How to access normalized data in the NanoStringDiff package?
1
0
Entering edit mode
casey.rimland ▴ 150
@caseyrimland-14915
Last seen 4.0 years ago
University of Cambridge, National Insti…

I am trying to use NanoStringDiff for differential expression analysis of a nanostring data-set with 506 endogenous genes in the set. I was wondering how/if there is a way to output the normalized data that NanoStringDiff uses to run the differential expression LRT tests? I have been able to run the differential expression analyses correctly (I hope!), but now would like to know if there is a way to access the normalized data to use for PCA plots, heatmaps, etc? I tried assay(exprs) but it just gave me the raw counts. Thanks!

path<-paste(dir,"nanostring_R.csv",sep="/")
designs <- data.frame(group=c("WT_IL13", "WT_IL13", "WT_IL13", "WT_CTRL", "WT_CTRL", "WT_CTRL", "RA1_IL13", "RA1_IL13", "RA1_IL13", "RA1_CTRL", "RA1_CTRL", "RA1_CTRL"))

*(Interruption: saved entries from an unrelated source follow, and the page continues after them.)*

Issue #4637, opened 2024-06-11
New default key bindings for DataTable override app-defined bindings


ptmcg:
New key bindings added to DataTable in 0.67.0 release supersede those I defined for my app (logmerger).

Textual 0.66.0 footer:
![logmerger_textual_0 66 0](https://github.com/Textualize/textual/assets/383875/9dc5294e-c313-46a8-848e-beaca3dc7198)

Textual 0.67.0 footer
![logmerger_textual_0 67 0](https://github.com/Textualize/textual/assets/383875/3141826b-0b09-4d55-b529-b16fab911540)

After @willmcgugan suggested adding `priority=True` to my bindings, the footer looks like:

![logmerger_textual_0 67 0_priority_true](https://github.com/Textualize/textual/assets/383875/f12a3220-994a-478b-9298-1ffd9a74f87e)

Bindings for my app are defined in this manner (shown with `priority=True` added):

```python
class InteractiveLogMergeViewerApp(App):
    """
    Class to display merged results using textual TUI.
    """
    TITLE = "logmerger"

    BINDINGS = [
        Binding(key="q", action="quit", description="Quit", priority=True),
        Binding(key="ctrl+d", action="toggle_dark", description="Toggle Dark Mode", show=False),
        Binding(key="j", action="jump", description="Jump", priority=True),
        Binding(key="f", action="find", description="Find", priority=True),
        Binding(key="n", action="find_next", description="Next", priority=True),
        Binding(key="p", action="find_prev", description="Prev", priority=True),
        Binding(key="l", action="goto_line", description="Go to line", priority=True),
        Binding(key="t", action="goto_timestamp", description="Go to timestamp", priority=True),
        Binding(key="s", action="screenshot", description="Screenshot", priority=True),
        Binding(key="h", action="help_about", description="Help/About", priority=True),
    ]

    def __init__(self, *args, **kwargs):

        ... etc. ...
```

Here is the full repo for logmerger: https://github.com/ptmcg/logmerger  The textual code is in this specific file: https://github.com/ptmcg/logmerger/blob/main/logmerger/interactive_viewing.py and in the related tui directory.

You can run logmerger without any log files as `python -m logmerger --demo`.

ptmcg:
DataTable key binding changes reverted in 0.67.1

PR #6655, opened 2026-07-19
Fix priority binding order in Footer on key collision (#4639)

### LINKED ISSUE #4639: priority binding order is not respected in the Footer
The images in https://github.com/Textualize/textual/issues/4637 show the problem.

If you have some priority bindings, the order they appear in the `BINDINGS` is not respected in the `Footer` widget.

gianaae-ux:
Link to issue or discussion

Fixes [#4639](https://github.com/Textualize/textual/issues/4639) (original report with screenshots: #4637)

Summary
When an app-level priority binding wins a key collision against a focused widget's binding, the Footer displays it out of order. This restores the app's declared binding order for that case with a one-line fix.

Problem
Priority bindings don't respect their declared order in the Footer when they win a key collision against a focused widget's binding. See [#4639](https://github.com/Textualize/textual/issues/4639) for the bug report; the original report in #4637 (whose screenshots show the problem) is what motivated the suggestion to use priority=True in the first place.

Root cause
Screen.active_bindings (src/textual/screen.py) merges bindings from the focused widget, screen, and app into a single insertion-ordered dict. On a key collision where an app priority binding beats a non-priority one, it reassigns the key:

if existing_key_and_binding := bindings_map.get(key):
    # This key has already been bound
    # Replace priority bindings
    if (
        binding.priority
        and not existing_key_and_binding.binding.priority
    ):
        bindings_map[key] = ActiveBinding(
            namespace, binding, enabled, binding.tooltip
        )
In Python, assigning to an existing dict key updates its value but keeps the key at its original insertion position — reassignment never moves a key. So the winning priority binding inherits the position of the losing binding (the focused widget's, which was inserted earlier during the merge) instead of the position implied by the app's declared order. Since the Footer renders keys in bindings_map iteration order, the priority binding shows up in the wrong slot.

Fix
Delete the key before re-inserting it, so the winning binding lands at its correct (later) position in iteration order:

del bindings_map[key]
bindings_map[key] = ActiveBinding(
    namespace, binding, enabled, binding.tooltip
)
The whole fix is the single added line del bindings_map[key].

Testing
Added tests/test_binding_priority_collision.py, which reproduces the actual collision: a focused widget and an app-level priority=True binding competing for the same key (f). The app declares its priority bindings in the order q, j, f, n, and the test asserts the winning f binding ends up after j in active_bindings (keys.index("f") > keys.index("j")). I confirmed the test fails against the pre-fix code and passes with the fix — not just that it passes now. I also ran the full suite (poetry run pytest tests/ -n 16 --dist=loadgroup) with no regressions.

Screenshots:

bug reproduction — priority binding shown out of order in the Footer
image
 
fixed behavior — priority binding shown in declared order
image


gianaae-ux:
Closing this while I get the required sign-off per AI_POLICY.md,
which I missed when I opened this — apologies for that.

This PR was developed with AI assistance (Claude Code). The root
cause analysis and fix are sound (verified with a regression test
that fails against the old code and passes with the fix), but I
hadn't linked to a maintainer-approved solution as the policy
requires. Commenting on https://github.com/Textualize/textual/issues/4639 now to get that sign-off — will
reopen or resubmit once approved.

PR #6687, opened 2026-08-06
Fix textarea undo crash

### LINKED ISSUE #6686: TextArea undo can crash when a multiline paste is undone after scrollbar state changes
## The bug

  Undoing a large multiline paste can crash `TextArea`.

  It looks like undo restores the document to the shorter text before the selection has been restored. During that temporary state, a scrollbar refresh can call `scroll_cursor_visible()`, which recomputes the visual cursor offset from a cursor row that no longer exists in
  the restored document.

  ## Reproduction

  Run this app:

  ```python


  BIG_TEXT = "\n".join(f"line{i}" for i in range(2, 50))


  class Repro(App[None]):
          yield TextArea("line0\nline1\n")

      def on_mount(self) -> None:
          self.copy_to_clipboard(BIG_TEXT)
          self.query_one(TextArea).focus()


  Repro().run()
```

  Then press:
```text
Ctrl+V, Ctrl+Z
```

  This is easier to hit when the terminal is small or the TextArea height is constrained.

  ## Expected

  Undo should restore the original short text without crashing.

  ## Actual

  Textual crashes with:

```text
ValueError: The document line index 3 is out of bounds. The document contains 3 lines.
```
  The traceback goes through:
```text
TextArea.action_undo()
  -> TextArea.undo()
  -> _undo_batch()
  -> _refresh_size()
  -> _refresh_scrollbars()
  -> _watch_show_vertical_scrollbar()
  -> scroll_cursor_visible()
  -> _recompute_cursor_offset()
  -> wrapped_document.location_to_offset(self.cursor_location)
```

  In the repro above, after the paste the cursor is at the end of the pasted block. During undo, the document is back to 3 lines, but the cursor location can still temporarily refer to the old pasted-document row.

  ## Possible fix direction

  Avoid using an out-of-document transient cursor location for visual cursor offset calculations during undo.

  One small option would be to clamp only the location used for the offset calculation, without mutating the real selection:
```python
def _recompute_cursor_offset(self) -> None:
    """Recompute the (x, y) coordinate of the cursor in the wrapped document."""
    cursor_location = self.clamp_visitable(self.cursor_location)
    self._cursor_offset = self.wrapped_document.location_to_offset(cursor_location)
```
  That keeps the scrollbar/cursor refresh from observing an invalid location while _undo_batch() is between restoring the document and calling edit.after(self) to restore the selection.

guillaumelgf:
This PR fixes #6686

  ## Summary

  Fixes a `TextArea` undo crash that can happen after undoing a large multiline paste.

  During undo, the document may already be restored to its shorter previous state while the cursor location still temporarily points into the pasted text. If scrollbar refresh tries to scroll that stale cursor location into view, `WrappedDocument.location_to_offset()` can
  raise because the row no longer exists.

  This change clamps the cursor location used for the visual offset calculation, without mutating the actual selection. The undo flow can then finish restoring the selection normally.


goransh-walia:
This looks good to me at a glance — thanks for putting it together.

Specter842 (commented):
The approach is reasonable — `_recompute_cursor_offset` only maintains a visual cache (`self._cursor_offset`), so clamping the location used for that calculation without touching `self.selection` is proportionate. `clamp_visitable` is already the established idiom for this (`_clamp_selection`, `move_cursor_relative` both use it), so this isn't introducing a new pattern.

A few things before this merges:

1. **CHANGELOG.md isn't updated** — the PR checklist requires it. A `### Fixed` entry with the PR link, matching the existing format, is missing.
2. Would you rather fix the root ordering instead — the selection getting restored to a stale location while the document is already shortened during undo — so `_recompute_cursor_offset` is never called with an invalid location in the first place? The clamp is a fine safety net either way, just flagging the alternative.
3. The test asserts `selection == Selection.cursor((0, 0))` after undo but doesn't check that the resulting cursor **offset**/visual position ends up correct once the undo flow settles. If a later `_recompute_cursor_offset` call with the now-restored location fixes it up, an assertion for that (or a comment explaining why it's guaranteed) would lock it in rather than just proving the crash is gone.

Nit: a comment on why the test needs `size=(120, 40)` + `height: 8` would help — presumably to force wrapping/scrolling so the scrollbar-refresh path that triggers the crash actually runs.

PR #132, opened 2024-05-28
fix: removed headers key from SDK init data

contentstackMridul:
fix: removed headers key from SDK init data as it no longer supports)in contentstack SDK
Ticket -> https://contentstack.atlassian.net/browse/VE-1541


Deepak-Kharah (approved):
Looks good!

PR #135, opened 2024-05-31
fix: edit button was removed from document

contentstackMridul:
fix: edit button was removed from document because of nextjs router p)ush and replace method


Deepak-Kharah (approved):
The changes look good!

PR #138, opened 2024-06-06
Fix the bug that caused wrong fieldWrapper parent tags above blocks of a modularblock field

sayan-contentstack:
Ticket: https://contentstack.atlassian.net/browse/VE-2048

To retrieve the fieldUid, to be able to display the correct name, entry was needed. For that, a new postmessage event is introduced that retrieves the fieldUid in the path of parent blocks, from visual editor.


faraazb (approved):
Looks good to me!

PR #139, opened 2024-06-07
feat: handling number fields

faraazb:
- Add fixed test cases under `__test__/fields`
- Escape key to un-focus focussed field


Deepak-Kharah (approved):
Looks good!

PR #158, opened 2024-07-05
feat: disabled state for hover outline and field focus outline

faraazb:
1. When field is disabled, use a gray hover outline
2. When field is disabled and focussed, the focussed outline is also gray


hiteshshetty-dev (approved):
LGTM!!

#Create a Nanostring dataset
nanostringdata <- createNanoStringSetFromCsv(path = path, header = TRUE, designs = designs)

#Run DE analysis
pheno=pData(nanostringdata)
group=pheno\$group
design.full=model.matrix(~0+group)
design.full

NanoStringData_Norm <- estNormalizationFactors(nanostringdata)

#Get Results for pairwise contrasts
result_WT <- glm.LRT(NanoStringData_Norm,design.full,contrast=c(0,0,-1,1))
nanostringdiff nanostring NanoStringDiff • 1.1k views
1
Entering edit mode
@james-w-macdonald-5106
Last seen 16 hours ago
United States

I don't think there is a direct accessor, but this is what is done to the data prior to fitting any model:

    c = positiveFactor(NanoStringData)
d = housekeepingFactor(NanoStringData)
k = c * d
lamda_i = negativeFactor(NanoStringData)
Y = exprs(NanoStringData)
Y_n = sweep(Y, 2, lamda_i, FUN = "-")
Y_nph = sweep(Y_n, 2, k, FUN = "/")
Y_nph[Y_nph <= 0] = 0.1

And then

     Y_nph <- log(Y_nph)

will give you data that you can plot.

0
Entering edit mode

Thank you!

I just gave the code a try and I got stuck on this step with a warning message:

Y_n = sweep(Y, 2, lamda_i, FUN = "-")

Warning message:
In max(cumDim[cumDim <= lstats]) :
no non-missing arguments to max; returning -Inf

Anything I might be doing wrong? The code runs through but there are just NA in the final log(Y_nph)

0
Entering edit mode

That error comes from some checking in sweep to make sure that the length of lambda_i is reasonable for the dimensions of the matrix you are sweeping on. So there appears to be a problem with either your Y matrix or whatever you are getting for lambda_i. You need to take a look at those data and see what's up.

0
Entering edit mode

I was trying to run it before calling the estNormalizationFactors. Fixed it now and have the output. Thank you bunches!

0
Entering edit mode

Hello,

I get similar situation like above.

To get normalized data for plotting, I tried to use NanoStringDataNormalization , but that normalized data looks not consistent to the logFC provided by glm.LRT.

I found this comment and compared the normalized matrix using this code (without the last log transformation) after estNormalizationFactors with raw data, and that by NanoStringDataNormalization with the same raw data, but those two are quite different.

which one should I use?

ps. I really appreciate your package though.

0
Entering edit mode

You cannot generate log fold changes you get from a generalized linear model 'by hand'. In other words, there is no formula that you can plug data into, in order to get the results the GLM will provide. The parameters for the GLM are estimated using an iterative procedure that you won't be able to replicate, and the 'normalized' data we are talking about are just gross estimates that are useful for plotting.